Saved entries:
Issue #498, opened 2026-06-05
Prescribed CEDS anthropogenic aerosol emissions (grid-flexible, super-sectored)


duncanwp:
Follow-up to the aerosol harness (#461, PR #497). Replace the harness's order-of-magnitude placeholder anthropogenic sources with prescribed **CEDS** (JGCRI) emissions, gridded **on demand** to whatever dycore/resolution is in use, with HAMMOZ-style per-sector emission characteristics.

Detailed implementation plan: `.claude/aerosol_emissions_plan.md`.

### Source
- Anthropogenic: **CEDS** — aggregate Zenodo DOI `10.5281/zenodo.15059443`; canonical **0.5° gridded sectored** product (input4MIPs/ESGF). Grid from the *gridded sectored* product (country→grid needs spatial proxies = reimplementing CEDS gridding).
- Open biomass burning: GFED/van Marle (separate dataset, Phase E).

### Hosting & size
- Mirror a **subset** as chunked **zarr** on an object store (R2 / HF datasets) for transparent partial reads via `xr.open_zarr`; a zipped netCDF snapshot on **Zenodo** per release for a citeable DOI; in-repo `registry.txt` (sha256) for version tracking.
- Keep the mirror ~100s MB (not 10s GB) by **dimensional** reduction: aerosol-relevant species only; **3 super-sectors** (not 8); **annual fields + 12-month seasonal climatology**; float32 + zlib (+ optional bit-rounding); 0.5° (or 1°) ceiling. Users pull only the species/years they need (tens of MB), cached thereafter.

### Super-sector mapping (grounded in HAMMOZ source)
HAMMOZ varies emissions by **injection type** and **source size**, encoded as a small static characteristics table:

| Super-sector | CEDS sectors | Injection | Size |
|---|---|---|---|
| `surface_combustion` | TRA, RCO, AGR, WST, SLV | surface (lowest level) | fossil-fuel 0.03 µm (Aitken) |
| `elevated_industrial` | ENE, IND | ~50 m (2nd level) | fossil-fuel 0.03 µm |
| `shipping` | SHP | marine surface | fossil-fuel 0.03 µm |
| `biomass_burning` (Phase E) | GFED | fire profile | biomass 0.075 µm |

[...]

Issue #491, opened 2026-06-02
Aerosol: sectional / bulk microphysics support in the harness


duncanwp:
The `ModalAerosolSpec` contract carries a `family` field (`modal|sectional|bulk`) but only `modal` is implemented. Add sectional (SALSA-style bins) and/or bulk population builders + emissions distributors so the harness is microphysics-family-agnostic, as HAMMOZ is.

Tracked as out-of-scope for the initial aerosol harness (#461). See the harness plan in that issue (comment) / `.claude/aerosol_harness_plan.md`.

PR #513, opened 2026-06-11
feat(aerosol): prescribed CEDS/biomass emissions — pipeline, wiring & CAM-faithful path (#498)

duncanwp:
Implements #498: prescribed CEDS anthropogenic + open biomass-burning aerosol emissions for JAM, grid-flexible and differentiable. Builds on the merged gas-coupling (#496) and harness (#497).

## What's here

**Two complementary prescribed-emission paths** — both differentiable w.r.t. the emission `ForcingData` fields:

1. **Bulk / differentiable** (`AnthropogenicEmissions`, `jam_anthropogenic=True`) — bulk per-super-sector SO₂/BC/OC → **in-model** HAMMOZ speciation (2.5 % primary SO₄, Aitken/accum split, OM:OC=1.4) + a **smooth Gaussian vertical profile** so injection height / SO₄-fraction are *calibratable by gradient* (a hard level pick has none). Four super-sectors: surface / elevated-industrial / shipping / **biomass_burning** (deep FIRE profile).
2. **CAM6-faithful pre-speciated** (`PreSpeciatedEmissions`, `jam_prescribed_speciated=True`) — reads already-speciated per-tracer fields and injects them directly (surface → bottom layer; 3-D volume → per level), mirroring CAM's `mo_srf_emissions` / `mo_extfrc`. No in-model speciation, but still differentiable w.r.t. the emission fields. For bit-faithful reproduction of CESM emissions / validation.

**Data pipeline** (`jcm/data/emissions/`):
- `regrid.py` — light, first-order **conservative** (area-weighted) remap from any lat/lon **or** unstructured `ncol` source onto the model grid (**0.07 % global-mass error** ne30→T31).
- `prepare.py` — mapping-driven source→contract assembly: `cesm_cmip_anthro` / `cesm_bb4cmip7` (bulk) and `cesm_mam4_speciated` / `prepare_speciated_emissions` (pre-speciated) adapters for the CESM CMIP7 files.
- `downloader.py` — host-agnostic fetch (local path / arbitrary URL), **no ESGF coupling**.

**Wiring** — `ForcingData` carries emissions as dict-valued fields (`anthropogenic_emissions`, `prescribed_aerosol_emissions`) with `read_anthropogenic_emissions` / `read_prescribed_aerosol_emissions` loaders; `select(date)` slices the per-channel `TimeSeries` automatically. Opt-in via `echam_physics(jam_anthropogenic=…, jam_prescribed_speciated=…)`.

## Scope decision (data investigation)
The raw 0.5° gridded CEDS is **ESGF-only** (Zenodo carries only CSV totals; only the CESM ne30 MAM4-processed product is on disk). So the original ESGF-fetch pipeline and mirror-upload were **dropped** in favour of the general regridder + documented emissions-file contract + host-agnostic downloader, assuming the user supplies a conformant model-grid file. Self-hosting a compressed 0.5° mirror is tracked in #515.

## Validation
The pre-speciated adapter on the real ne30 files reproduces CESM's global sulfur budget (**~46.6 Tg S/yr, 2014**) and **recovers the HAMMOZ 2.5 % primary-sulfate split to 3 decimals** — a clean cross-check of the mode mapping, number encoding, and elevated-integration.

## Test plan
- [x] Injection profile, bulk speciation (S-conserving), BC/OC→primary-carbon, grad finiteness (height/thickness/SO₄-fraction).
- [x] Biomass `FIRE` profile deeper than surface; grad through biomass injection height.
- [x] Pre-speciated term: surface + 3-D mass conservation, multi-tracer, `∂(mmr)/∂(emission field)` finite.
- [x] Conservative regridder incl. a real ne30 reference (<0.5 % mass error).
- [x] Contract round-trips (both loaders + `select` slicing, 2-D & 3-D).
- [x] End-to-end T21 JAM runs for **both** paths raise the expected tracer burden.
- [x] Guarded budget tests (2.5 % recovery + global S). Full fast suite green; lint clean.
- [x] Emissions-file contract documented in `docs/design/jam.md`.

## Follow-up
- #515 — self-host a compressed 0.5° CEDS mirror (feed the bulk path without ESGF).

### DIFF
--- a/jcm/config/physics/echam-jam.yaml
+++ b/jcm/config/physics/echam-jam.yaml
@@ -14,19 +14,20 @@
 #
 # Both emission terms are enabled but **inert until a matching file is given**,
 # so a plain ``physics=echam-jam`` run is the zero-emission JAM baseline.
+#
+# Defaults use the real MAM4-JAX core, which is an optional GPL extra:
+#     pip install jcm[mam4]
+# Without it, override the core: ``physics.jam_microphysics=placeholder``.
 
 builder: echam_physics
 
 aerosol_module: jam
 cloud_scheme: 2m            # ARG activated_cdnc feeds the 2-moment scheme
-radiation_scheme: grey      # set radiation_scheme=rrtmgp for RRTMGP
-jam_microphysics: placeholder
-jam_arg_variant: arg2000    # or ghosh2025
+radiation_scheme: rrtmgp    # set radiation_scheme=grey for the cheap grey scheme
+jam_microphysics: mam4_jax  # the MAM4-JAX core (#490); "placeholder" for κ-Köhler
+jam_arg_variant: ghosh2025  # or arg2000
 jam_aqueous_scheme: full
 
 # Prescribed-emission terms (driven by forcing.emissions_file):
 jam_anthropogenic: true        # bulk SO2/BC/OC → in-model speciation + injection
 jam_prescribed_speciated: true # already-speciated per-tracer fields (CAM-faithful)
-
-# Consumed by Model (not the factory); null = auto-detect from device HBM.
-radiation_chunk_size: null
--- a/jcm/config/physics/echam-jam.yaml
+++ b/jcm/config/physics/echam-jam.yaml
@@ -1,0 +1,32 @@
+# ECHAM physics with the JAM prognostic aerosol module.
+#
+# Unlike the term-list presets (``echam.yaml`` etc.), this is **factory-built**:
+# ``physics.builder`` tells ``runners.build_physics`` to call
+# ``echam_physics(**these_kwargs)``, which encodes the JAM aerosol chain's
+# validated ordering (the chain is split around the cloud term, so a flat term
+# list can't express it). Only scalar flags below are forwarded; per-scheme
+# ``Parameters`` keep their ``.default()``.
+#
+# End-to-end usage (supply emissions on the model grid; auto-routes by content):
+#
+#     python -m jcm.main physics=echam-jam grid=echam_t42_l8_sigma \
+#         forcing.emissions_file=/path/to/emissions_on_model_grid.nc
+#
+# Both emission terms are enabled but **inert until a matching file is given**,
+# so a plain ``physics=echam-jam`` run is the zero-emission JAM baseline.
+
+builder: echam_physics
+
+aerosol_module: jam
+cloud_scheme: 2m            # ARG activated_cdnc feeds the 2-moment scheme
+radiation_scheme: grey      # set radiation_scheme=rrtmgp for RRTMGP
+jam_microphysics: placeholder
+jam_arg_variant: arg2000    # or ghosh2025
+jam_aqueous_scheme: full
+
+# Prescribed-emission terms (driven by forcing.emissions_file):
+jam_anthropogenic: true        # bulk SO2/BC/OC → in-model speciation + injection
+jam_prescribed_speciated: true # already-speciated per-tracer fields (CAM-faithful)
+
+# Consumed by Model (not the factory); null = auto-detect from device HBM.
+radiation_chunk_size: null
--- a/jcm/data/emissions/regrid.py
+++ b/jcm/data/emissions/regrid.py
@@ -24,6 +24,15 @@ Design (kept deliberately light — no ESMF/xesmf dependency):
 The source grid is described purely by per-cell ``(lon, lat, area)`` triples, so
 structured and unstructured sources go through the same path — only the adapter
 that produces those triples differs.
+
+Note — this is intentionally *not* the same remapper as
+``jcm.data.bc.interpolate`` (``upsample_forcings_ds``): that path **bilinearly
+interpolates** smooth structured lat/lon boundary fields (SST, soil moisture, …)
+to a higher spectral resolution and is *not* mass-conserving, whereas emissions
+are **flux** fields where conserving the column-integrated source is the property
+that matters, and their sources are often unstructured (``ncol``). Different
+problems (non-conservative bilinear upsampling vs conservative,
+unstructured-capable flux remap), hence kept separate.
 """
 
 from __future__ import annotations
--- a/jcm/data/emissions/regrid.py
+++ b/jcm/data/emissions/regrid.py
@@ -1,0 +1,152 @@
+"""General, mass-conserving regridding of emission fields onto the model grid.
+
+Emissions reach jax-gcm on whatever grid their source happens to use — a regular
+0.5° lat/lon CEDS product, or an unstructured ``ncol`` mesh like the CESM ne30
+files in ``inputdata/atm/cam/chem/emis/cmip7``. This module remaps any such
+source onto the model's spectral Gaussian nodal grid **conservatively**, so the
+global emitted mass is (to first order) preserved — the property that matters for
+a flux boundary condition.
+
+Design (kept deliberately light — no ESMF/xesmf dependency):
+
+* The regridder is **first-order conservative / area-weighted**. Each source cell
+  is assigned, by nearest cell centre, to exactly one target cell; the target
+  value is the source-area-weighted mean of the cells that land in it
+  (``Σ fₛ Aₛ / Σ Aₛ``). For *coarsening* (fine source → coarse model grid, the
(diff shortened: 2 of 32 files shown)


jcm/config/physics/echam-jam.yaml
```diff
@@ -0,0 +1,32 @@
...
+jam_microphysics: placeholder
+jam_arg_variant: arg2000    # or ghosh2025
+jam_aqueous_scheme: full
+
+# Prescribed-emission terms (driven by forcing.emissions_file):
+jam_anthropogenic: true        # bulk SO2/BC/OC → in-model speciation + injection
+jam_prescribed_speciated: true # already-speciated per-tracer fields (CAM-faithful)
+
+# Consumed by Model (not the factory); null = auto-detect from device HBM.
+radiation_chunk_size: null
```
duncanwp: This is redundant now, please remove

jcm/config/physics/echam-jam.yaml
```diff
@@ -0,0 +1,32 @@
...
+#         forcing.emissions_file=/path/to/emissions_on_model_grid.nc
+#
+# Both emission terms are enabled but **inert until a matching file is given**,
+# so a plain ``physics=echam-jam`` run is the zero-emission JAM baseline.
+
+builder: echam_physics
+
+aerosol_module: jam
+cloud_scheme: 2m            # ARG activated_cdnc feeds the 2-moment scheme
+radiation_scheme: grey      # set radiation_scheme=rrtmgp for RRTMGP
```
duncanwp: make this rrtmgp by default

jcm/config/physics/echam-jam.yaml
```diff
@@ -0,0 +1,32 @@
...
+jam_microphysics: placeholder
```
duncanwp: Make this mam4 by default

jcm/config/physics/echam-jam.yaml
```diff
@@ -0,0 +1,32 @@
...
+jam_arg_variant: arg2000    # or ghosh2025
```
duncanwp: ghosh2025 by default

jcm/data/emissions/regrid.py
duncanwp, line 1: Don't we have one of these in the forcing data folder? Try and consolidate

jcm/physics/aerosol/jam/emissions/anthropogenic.py
```diff
@@ -0,0 +1,182 @@
...
+            )
+            so2 = p.scale * self._flux(forcing, f"emis_{sector}_so2", ncols)
+            bc = p.scale * self._flux(forcing, f"emis_{sector}_bc", ncols)
+            oc = p.scale * self._flux(forcing, f"emis_{sector}_oc", ncols)
+
+            # SO2 → primary SO4 (Aitken/accum) + g_so2 gas (S-conserving).
+            frac = p.so4_primary_fraction[i]
+            so4_mass = frac * so2 * SO2_TO_SO4_MASS
+            ait, acc = SO4_MODES
+            add_aerosol("so4", ait, so4_mass * SO4_AITKEN_FRACTION, weights)
```
duncanwp: Wait, I *think* everything up to here is agnostic to the actual aerosol population representation - which is what we want, but this hardcodes the aitken mode. Let's try and keep this as general as possible to make the sectional implementation easier

duncanwp: Maybe the Population itself should decide?

jcm/physics/aerosol/jam/emissions/sectors.py
```diff
@@ -0,0 +1,91 @@
...
+    # pyroconvection lofts the tail far higher), so these are deliberately just
+    # defaults — ``injection_height``/``injection_thickness`` are differentiable
+    # and meant to be calibrated.
+    "biomass_burning": SectorDefaults(injection_height=1000.0,
+                                      injection_thickness=1500.0),
+}
+
+# --- HAMMOZ species-handling constants (differentiable defaults on the term) --
+SO4_PRIMARY_FRACTION = 0.025     # fraction of SO2 sulfur → primary SO4 (zfacso2)
+SO4_AITKEN_FRACTION = 0.5        # primary-SO4 split into Aitken vs accum
```
duncanwp: Yeah, the modal assumption crops up here too - let's try and avoid it. How does HAMMOZ deal with this?

jcm/forcing.py
```diff
@@ -237,6 +237,24 @@ class ForcingData:
     dms_seawater: Any = None   # seawater DMS concentration (DmsEmissions)
     dust_source: Any = None    # dust source / erodibility 0–1 (DustEmissions)
 
+    # Prescribed anthropogenic aerosol emissions (#498). A single mapping
```
duncanwp, line 240: Can these not both be the same field? And a (possibly already existing) boolean flag just decides how to distribute them?

jcm/runners.py
```diff
@@ -598,6 +645,71 @@ def _attach_ozone(forcing, forcing_cfg, coords):
...
+    import xarray as xr
+
+    from jcm.forcing import (
+        default_forcing,
+        read_anthropogenic_emissions,
+        read_prescribed_aerosol_emissions,
+    )
+
+    ds = xr.open_dataset(path)
+    anthro = read_anthropogenic_emissions(ds)
```
duncanwp, line 685: These might need to deal with multiple files (e.g. separate for biomass burning and the rest.) I think open_mfdataset could deal with this transparently for us

duncanwp:
Rebased onto `dev` (picked up single-vmap RRTMGP #517 + ice nucleation #514) and addressed the review. Summary of resolutions (force-pushed as `3ef1805`):

**Population-owned emission distribution (the modal-hardcoding comments).** `ModalAerosolSpec` now has `classes_for(species)` and a `primary_emission` policy table queried via `primary_split(species)`. `AnthropogenicEmissions`, `DustEmissions` and `SeaSaltEmissions` ask the spec which classes carry a species instead of naming `ait/acc/cor/pcm`; `SO4_MODES`/`SO4_AITKEN_FRACTION`/`CARBON_MODE` moved out of `sectors.py` into the MAM4 spec (`_MAM4_PRIMARY_EMISSION`). Implied number now uses dev's `mode.number_factor` (and `particle_mean_mass` delegates to it, so the log-normal moment lives in one place). A sectional population (#491) drops in through the same calls. *How HAMMOZ does it:* same centralized table in its aerosol module — primary SO₄ split soluble-Aitken/accumulation by a fixed mass fraction, primary BC/OC → insoluble Aitken; we mirror that placement on the spec.

**Sea salt — fully generalized.** The Gong source is now partitioned across the spec's `ss`-carrying classes by each class's `[dgnum_lo, dgnum_hi]` (every bin assigned to its containing/nearest class → **mass-conserving**), replacing the hardcoded HAMMOZ-M7 diameter bands. ⚠️ This is a deliberate **physics change**: the accum/coarse boundary now follows the MAM4 mode edges rather than the fixed 1 µm cut, so total sea-salt emission is conserved but redistributed acc↔coarse. Flagging for your eyes.

**`echam-jam` preset defaults:** `radiation_scheme: rrtmgp`, `jam_microphysics: mam4_jax`, `jam_arg_variant: ghosh2025`, and dropped `radiation_chunk_size` (removed upstream by #517). Note `mam4_jax` is the optional `jcm[mam4]` extra — documented in the preset; the factory test uses `placeholder`/`grey` overrides so the base CI image still exercises the wiring.

**`emissions_file`** now accepts a list → merged via `open_mfdataset` (e.g. biomass-burning + anthropogenic files with disjoint channels).

**Codex P2 (injection underflow):** the all-underflow fallback now routes to the *nearest* layer (top if above-column, bottom if below-surface) instead of always the surface, so a calibrated high-altitude injection isn't silently turned into a surface source.

**Two emission fields:** kept separate per your call (distinct schemas/terms); the single auto-routing CLI `emissions_file` is the unification point.

**Regrid consolidation:** documented why it stays separate from `jcm.data.bc.interpolate` — that's non-conservative bilinear upsampling of smooth structured fields; emissions need conservative, unstructured-capable *flux* remapping. Different problem, so not merged.

Fast suites green; running a T21 jam-mam4 integration with the CESM emissions to sanity-check loadings before this is review-ready.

• **WORK ITEM**
Retype, without changes, the lines from the line holding "a surface source." to the end of the data, both ends included.

• **RESPONSE FOR THIS EXERCISE**
**Codex P2 (injection underflow):** the all-underflow fallback now routes to the *nearest* layer (top if above-column, bottom if below-surface) instead of always the surface, so a calibrated high-altitude injection isn't silently turned into a surface source.

**Two emission fields:** kept separate per your call (distinct schemas/terms); the single auto-routing CLI `emissions_file` is the unification point.

**Regrid consolidation:** documented why it stays separate from `jcm.data.bc.interpolate` — that's non-conservative bilinear upsampling of smooth structured fields; emissions need conservative, unstructured-capable *flux* remapping. Different problem, so not merged.

Fast suites green; running a T21 jam-mam4 integration with the CESM emissions to sanity-check loadings before this is review-ready.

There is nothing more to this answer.